* Instructions for the task: Make an exact copy of all the data.

* Material to process:
PR #877, opened 2020-10-26
feat(legend): allow legend text to be copyable

### LINKED ISSUE #710: Make legend in charts selectable
We currently use `user-select: none` on the legend in elastic charts. I've heard from users, that they would like to select the element items to copy and paste (e.g. there is a legend of ip addresses). I think it's worth discussing if the use-case of copying values from the legend wouldn't be worth keeping the legend selectable.

rshen91:
## Summary

Fixes #710 Text from the legend can be selected and copied.
Oct-26-2020 13-05-32

### DIFF
--- a/src/components/legend/_legend_item.scss
+++ b/src/components/legend/_legend_item.scss
@@ -5,7 +5,7 @@ $legendItemVerticalPadding: $echLegendRowGap / 2;
   display: flex;
   flex-wrap: nowrap;
   justify-content: space-between;
-  user-select: none;
+  user-select: all;
   align-items: center;
   width: 100%;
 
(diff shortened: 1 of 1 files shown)


src/components/legend/_legend_item.scss
```diff
@@ -5,7 +5,7 @@ $legendItemVerticalPadding: $echLegendRowGap / 2;
   display: flex;
   flex-wrap: nowrap;
   justify-content: space-between;
-  user-select: none;
+  user-select: auto;
```
nickofthyme, line 8: I think you could just remove this line entirety

```suggestion
```

nickofthyme (approved):

src/components/legend/_legend_item.scss
rshen91: Thank you - good call. Addressed in 08b5b79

* Output below:
PR #877, opened 2020-10-26
feat(legend): allow legend text to be copyable

### LINKED ISSUE #710: Make legend in charts selectable
We currently use `user-select: none` on the legend in elastic charts. I've heard from users, that they would like to select the element items to copy and paste (e.g. there is a legend of ip addresses). I think it's worth discussing if the use-case of copying values from the legend wouldn't be worth keeping the legend selectable.

rshen91:
## Summary

Fixes #710 Text from the legend can be selected and copied.
Oct-26-2020 13-05-32

### DIFF
--- a/src/components/legend/_legend_item.scss
+++ b/src/components/legend/_legend_item.scss
@@ -5,7 +5,7 @@ $legendItemVerticalPadding: $echLegendRowGap / 2;
   display: flex;
   flex-wrap: nowrap;
   justify-content: space-between;
-  user-select: none;
+  user-select: all;
   align-items: center;
   width: 100%;
 
(diff shortened: 1 of 1 files shown)


src/components/legend/_legend_item.scss
```diff
@@ -5,7 +5,7 @@ $legendItemVerticalPadding: $echLegendRowGap / 2;
   display: flex;
   flex-wrap: nowrap;
   justify-content: space-between;
-  user-select: none;
+  user-select: auto;
```
nickofthyme, line 8: I think you could just remove this line entirety

```suggestion
```

nickofthyme (approved):

src/components/legend/_legend_item.scss
rshen91: Thank you - good call. Addressed in 08b5b79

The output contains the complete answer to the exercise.